What is pgvector?
pgvector is an open-source PostgreSQL extension that adds vector similarity search capabilities to PostgreSQL databases, enabling storage and querying of embeddings alongside traditional relational data. It provides native vector data types, indexing methods for approximate nearest neighbor search, and distance functions for similarity comparison, all within the familiar PostgreSQL environment. This allows developers to add semantic search to existing applications without introducing separate vector database infrastructure.
The extension supports various distance metrics including cosine distance, L2 (Euclidean) distance, and inner product. It offers multiple indexing options: IVFFlat for partitioned approximate search and HNSW for higher-quality approximate nearest neighbor retrieval. pgvector integrates seamlessly with PostgreSQL's features like transactions, joins, and filtering, enabling queries that combine vector similarity with traditional SQL conditions and relational operations.

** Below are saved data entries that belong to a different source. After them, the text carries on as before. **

PR #316, opened 2018-05-11
Check that the heartbeat is functioning before activating.

UmanShahzad:
There are issues where an appserver is very quickly made active behind the load balancer before it has a steady heartbeat. In that case, HAProxy takes it off the map because it assumes the server is down. Do not put a server in a healthy state on our side unless the heartbeat is functioning.

### DIFF
--- a/instance/models/openedx_appserver.py
+++ b/instance/models/openedx_appserver.py
@@ -21,6 +21,7 @@ Instance app models - Open EdX AppServer models
 """
 import yaml
 
+import requests
 from django.conf import settings
 from django.contrib.postgres.fields import ArrayField
 from django.db import models
@@ -456,6 +457,10 @@ class OpenEdXAppServer(AppServer, OpenEdXAppConfiguration, AnsibleAppServerMixin
             """ Does server accept SSH commands? """
             return self.server.status.accepts_ssh_commands
 
+        def heartbeat_active():
+            """Is this server's /heartbeat returning 200s?"""
+            return requests.options('http://{}/heartbeat'.format(self.server.public_ip)).ok
+
         try:
             self.server.start(
                 security_groups=self.security_groups,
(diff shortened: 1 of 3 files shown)


instance/models/openedx_appserver.py
```diff
@@ -21,6 +21,7 @@
 """
 import yaml
 
+import requests
```
rocioar: nit: what do you think about moving this requests import next to the yaml import and leaving a space before the django imports? It think it makes imports more clear, and easier to read.

instance/models/openedx_appserver.py
```diff
@@ -456,6 +457,10 @@ def accepts_ssh_commands():
             """ Does server accept SSH commands? """
             return self.server.status.accepts_ssh_commands
 
+        def heartbeat_active():
+            """Is this server's /heartbeat returning 200s?"""
```
UmanShahzad: Note that this comment is inaccurate: see [here](https://github.com/requests/requests/blob/e4fc3539b43416f9e9ba6837d73b1b7392d4b242/requests/models.py#L689-L695).

rocioar: @UmanShahzad you think we should check specifically for 200 here? or just update the comment?

UmanShahzad: @rocioar I wanted to mimic what HAProxy does with `option httpchk`, and [according to the documentation](https://github.com/haproxy/haproxy/blob/master/doc/configuration.txt#L3785-L3786), it seems to do  what `.ok` does, so probably just change the comment.

instance/models/openedx_appserver.py
UmanShahzad: :+1: we should probably use `isort` if we aren't already, or something equivalent.

instance/models/openedx_appserver.py
```diff
@@ -490,6 +495,7 @@ def accepts_ssh_commands():
             self.logger.info('Rebooting server %s...', self.server)
             self.server.reboot()
             self.server.sleep_until(accepts_ssh_commands)
+            self.server.sleep_until(heartbeat_active)
```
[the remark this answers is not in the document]
rocioar: I've updated it to 30 min, @smarnach let me know if that's ok.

pgvector has become popular for applications that need both vector search and traditional database capabilities, particularly for teams already using PostgreSQL who want to add RAG or semantic search features without operating multiple databases. While dedicated vector databases may offer better performance at massive scale, pgvector provides a compelling solution for small to medium datasets where operational simplicity and integration with existing data models are priorities. It's well-supported by frameworks like LangChain and Supabase offers managed PostgreSQL with pgvector built-in.